PR #57, opened 2022-10-27
Introduce TCK project

### LINKED ISSUE #26: Create a blueprint of the TCK
Now that Jakarta EE specs have the ability to develop TCKs outside of the main TCK repository I think it would be a good idea to create a blueprint for how we want the TCK to operate. 
Having a blueprint in place early and having builds set up to create snapshot artifacts in the Jakarta stagging repository will allow implementors quick and easy access to test their implementations. 

Things to consider: 
- Do tests need to run inside of a Web or EJB container, or can they be written as standalone tests? 
- What test platform should we use? JUnit4/JUnit5/TestNG?
- What database(s) will users need for testing?  Or do we need to somehow create mock in-memory databases?
- How will we implement Signature Testing and how can we automate the creation of signature test files?

I think getting this set up as soon as possible will help the development of the spec since we will be able to write tests alongside updates to the API. I'm willing to help set this up 😄

### LINKED ISSUE #51: Licensing for TCK and TCK Distribution Zip
I have been working on #26
and have noticed that part of the current maven build is a check to ensure all files contain the Apache license: 
 https://github.com/jakartaee/data/blob/cd566ce3232d74b0e2c29683ed88822e26178d79/pom.xml#L286-L307

The problem is that the TCK needs to include signature testing, which means that we need to copy and modify code from the platform TCK to ensure consistent testing/reporting:
https://github.com/eclipse-ee4j/jakartaee-tck/tree/master/src/com/sun/ts/tests/signaturetest

Which are licensed under `EPL-2.0` and `GPL-2.0 WITH Classpath-exception-2.0`

Also from working on the Concurrency TCK I know that Eclipse requires the following license structure for TCKs:

- TCK Artifact (jar): `EPL-2.0` and `GPL-2.0 WITH Classpath-exception-2.0`
- TCK Distribution (zip which includes tck-jar + doc + samples): `EFTL` - a special license for [Eclipse TCKs](https://www.eclipse.org/legal/tck.php)

Possible solutions: 
- Switch jakarta/data to use `EPL-2.0` throughout
- Keep the API under `Apache 2.0` and have different licenses for the TCK and TCK dist.

I'm also open to other discussions/ideas

KyleAure:
Fixes #26
Introduces sample test classes for running against standalone, core, and web profiles.
- Core Profile `ee.jakarta.tck.data.core.example`: Runs a test using a CDI bean
- Standalone  `ee.jakarta.tck.data.standalone.example`: Runs a test on the client JVM when in standalone mode, otherwise packages and deploys the test to the application server when not in standalone mode 
- Signature Tests `ee.jakarta.tck.data.standalone.signature`: Runs on all profiles and in standalone mode 
- Web Profile `ee.jakarta.tck.data.web.example`: Runs custom servlet apps, simple servlet apps, and EJB apps 

Introduces signature testing for the Jakarta Data API.

Extends Arquillian to automatically include TCK framework packages into archives that are deployed to the server: 
- All archives `ee.jakarta.tck.data.framework.junit.anno`: include custom annotations that tag and proxy the Arquillian extension 
- All archives `ee.jakarta.tck.data.framework.junit.extensions`: include JUnit extensions that bypass Arquillian when running in standalone mode, and log failing assertions to help implementors fix issues 
- Core profile: has no additional packages
- Web Profile `ee.jakarta.tck.data.framework.servlet`: include custom servlet runner class 
- Full profile: same as web profile
- Signature tests `ee.jakarta.tck.data.framework.signature`: include the Jakarta TCK signature test runner classes

Fixes #51 
- Skips the apache rat plugin so source files can use EPL & GPL license headers
- TCK pom uses EPL & GPL


tck/src/main/java/ee/jakarta/tck/data/framework/junit/anno/Standalone.java
```diff
@@ -0,0 +1,51 @@
...
+
+import org.junit.jupiter.api.Tag;
+import org.junit.jupiter.api.Tags;
+import org.junit.jupiter.api.extension.ExtendWith;
+
+import ee.jakarta.tck.data.framework.junit.extensions.AssertionExtension;
+import ee.jakarta.tck.data.framework.junit.extensions.StandaloneExtension;
+
+/**
+ * These are test classes that can DO NOT depend on any Jakarta EE server
```
njr-11, line 31:
```suggestion
 * These are test classes that DO NOT depend on any Jakarta EE server
```

tck/src/main/java/ee/jakarta/tck/data/framework/junit/anno/Standalone.java
```diff
@@ -0,0 +1,51 @@
...
+ * technologies.
+ * 
+ * However, when running the TCK against a core/web/full profile server these
+ * tests will be deployed and run on the server.
+ * 
+ * The dynamic method in which we achieve the ability to run these tests either
+ * on the client JVM or server JVM depends on both the JUnit5 tag AND a system
+ * property: jakarta.standalone.test
+ * 
+ * If jakarta.standalone.test=true the Arquillian extension will be ignore,
```
njr-11, line 41:
```suggestion
 * If jakarta.standalone.test=true the Arquillian extension will be ignored,
```

tck/src/main/java/ee/jakarta/tck/data/framework/servlet/URLBuilder.java
```diff
@@ -0,0 +1,210 @@
...
+     * returns: http://localhost:80/servlet/endpoint1/
+     * </pre>
+     * @param path - The path to append
+     * @return This URL builder object
+     */
+    public URLBuilder withPath(String path) {
+        if (this.paths == null) {
+            this.paths = new ArrayList<>(Arrays.asList(path));
+        } else {
+            this.paths.addAll(Arrays.asList(path));
```
njr-11, line 115:
```suggestion
            this.paths.add(path);
```

tck/src/main/java/ee/jakarta/tck/data/framework/signature/DataSignatureTestRunner.java
```diff
@@ -0,0 +1,387 @@
...
+
+        // unlisted optional packages are technology packages for those optional
+        // technologies (e.g. jsr-88) that might not have been specified by the
+        // user.
+        // We want to ensure there are no full or partial implementations of an
+        // optional technology which were not declared
+        ArrayList<String> unlistedTechnologyPkgs = getUnlistedOptionalPackages();
+
+        // If testing with Java 9+, extract the JDK's modules so they can be used
+        // on the testcase's classpath.
```
njr-11, line 239: Jakarta Data will not ever be tested with Java 8 and earlier if that helps to optimize the subsequent code

tck/src/main/resources/ee/jakarta/tck/data/framework/signature/sig-test.map
```diff
@@ -0,0 +1,20 @@
+#
+# Copyright (c) Contributors to the Eclipse Foundation
```
njr-11, line 2:
```suggestion
# Copyright (c) 2022 Contributors to the Eclipse Foundation
```

dstepanov:
What is the purpose of this TCK? My understanding is that is for external projects like Micronaut Data to validate the integration. If yes, then I don't understand direct dependencies on EJB, Servlet API and Maven.

Also, the signature test should be a part of the internal test suite not the external one.

njr-11:
> What is the purpose of this TCK? My understanding is that is for external projects like Micronaut Data to validate the integration. If yes, then I don't understand direct dependencies on EJB, Servlet API and Maven.

Because the Jakarta Data specification defines requirements for standalone Jakarta Data providers as well as Jakarta EE product providers that integrate with Jakarta Data providers, the TCK needs to have multiple purposes, including the one you stated. There will be different modes of running the TCK for testing each:

- A standalone mode for testing compatibility of a Jakarta Data provider, such as Micronaut.  Running in this mode does not require other Jakarta EE technologies like Servlet and EJB.
- A web profile mode for testing a Jakarta EE web profile product's integration with Jakarta Data.  This covers both requirements that Jakarta Data places directly on Jakarta EE product providers as well as that a Jakarta Data providers that is shipped by a Jakarta EE web profile product complies with the Jakarta Data specification.
- A core profile mode, similar to above, although also not requiring Servlet and EJB. We haven't yet determined which Jakarta EE profile Jakarta Data will go into, and allowing for either at this point will be most flexible to whatever decision gets made.

It seems likely a secondary mode will be needed as well to designate whether a Jakarta Data provider is compatible with Jakarta Persistence (JPQL queries) or which types of Jakarta NoSQL databases for tests that cannot be written generically.

The TCK will need maven and some other Jakarta EE technologies as dependencies for building the entire TCK which includes all modes, but running  the TCK should only require the dependencies that are applicable to the mode that you are running.

Information on the available modes and when each mode is applicable definitely belongs in the TCK user guide and will need to get there eventually, but this is only the very first pull to get the TCK started out.

KyleAure:
> Also, the signature test should be a part of the internal test suite, not the external one.

The signature test is to verify that the API used to write your implementation has the same class/method signatures as the official API when it is released.  This is a test strategy that was first used by Java EE before it was Open Source and it was possible that implementations were using snapshot or beta versions of an API that had signature changes in the official release.  

Now that development is happening in the Open and artifact management is pretty universal this has less of a chance of happening, but something that is still required by Jakarta EE specifications. IMO I'd like to see an updated method of testing signatures that wasn't so clunky but for now, this is what we need to have.

dstepanov:
> > What is the purpose of this TCK? My understanding is that is for external projects like Micronaut Data to validate the integration. If yes, then I don't understand direct dependencies on EJB, Servlet API and Maven.
> 
> Because the Jakarta Data specification defines requirements for standalone Jakarta Data providers as well as Jakarta EE product providers that integrate with Jakarta Data providers, the TCK needs to have multiple purposes, including the one you stated. There will be different modes of running the TCK for testing each:
> 
>     * A standalone mode for testing compatibility of a Jakarta Data provider, such as Micronaut.  Running in this mode does not require other Jakarta EE technologies like Servlet and EJB.
> 
>     * A web profile mode for testing a Jakarta EE web profile product's integration with Jakarta Data.  This covers both requirements that Jakarta Data places directly on Jakarta EE product providers as well as that a Jakarta Data providers that is shipped by a Jakarta EE web profile product complies with the Jakarta Data specification.
> 
>     * A core profile mode, similar to above, although also not requiring Servlet and EJB. We haven't yet determined which Jakarta EE profile Jakarta Data will go into, and allowing for either at this point will be most flexible to whatever decision gets made.
> 
> 
> It seems likely a secondary mode will be needed as well to designate whether a Jakarta Data provider is compatible with Jakarta Persistence (JPQL queries) or which types of Jakarta NoSQL databases for tests that cannot be written generically.
> 
> The TCK will need maven and some other Jakarta EE technologies as dependencies for building the entire TCK which includes all modes, but running the TCK should only require the dependencies that are applicable to the mode that you are running.
> 
> Information on the available modes and when each mode is applicable definitely belongs in the TCK user guide and will need to get there eventually, but this is only the very first pull to get the TCK started out.

Why can't it be profile/container agnostic? I understand it's hard to write the TCK that would test all those scenarios.

@KyleAure @njr-11 The signature check looks like overkill. You can store the API version in the META-INF and have a TCK check that matches its version of the API ones. By that, you validate that the TCK matches the API release.

Please have the TCK building tool agnostic, as Micronaut doesn't use maven.

njr-11:
> Why can't it be profile/container agnostic? I understand it's hard to write the TCK that would test all those scenarios.

Restricting the TCK to profile agnostic would limit coverage to the least common denominator, excluding coverage of requirements that the Jakarta Data specification makes regarding integration with Jakarta EE Web and Core profile products.  I agree with you that this makes it more difficult, but I don't see how the added difficulty permits us to exclude this coverage.  With the work Kyle has done, it should hopefully be possible to write the vast majority of tests to apply to all profiles (and standalone), and then have a limited number of tests for the profile-specific integration.  That is what we should be aiming for.

pom.xml
```diff
@@ -73,22 +73,27 @@
         <project.build.sourceEncoding>UTF-8</project.build.sourceEncoding>
 
         <jakarta.annotation.version>1.3.5</jakarta.annotation.version>
-        <jakarta.enterprise.cdi.version>2.0.1</jakarta.enterprise.cdi.version>
+        <jakarta.ejb.version>4.0.1</jakarta.ejb.version>
```
otaviojava, line 76: If we agree to work on Jakata-Core, we should not include EJB on the project: 
https://jakarta.ee/release/10/images/jakarta-ee-10-platform.svg
@njr-11 what do you think?

njr-11: > If we agree to work on Jakata-Core, we should not include EJB on the project: https://jakarta.ee/release/10/images/jakarta-ee-10-platform.svg @njr-11 what do you think?

I agree, let's omit the EJB dependency given that the specification does not currently make any requirements with respect to EJBs that would need to be tested in the TCK.  I expect that at some point we will want to define how data repositories behave with respect to container managed transactions when the underlying resource is transaction capable, but that could be tested with the CDI-based `@Transactional` rather than with EJBs.

KyleAure: @otaviojava @njr-11 EJBs have been removed.  Thanks for the feedback.  Just put them to make sure the project was set up correctly for the Arquillian EJB enricher.  I agree that sticking with CDI's `@Transactional` is the best move 👍🏼

njr-11 (approved):

KyleAure:
@otaviojava Is there anything else holding up this PR? Or can it be merged?

otaviojava (approved):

- [Work required]:
Which of the lines above include the word "approved"? Copy each of them.

- [Output]:
njr-11 (approved):
otaviojava (approved):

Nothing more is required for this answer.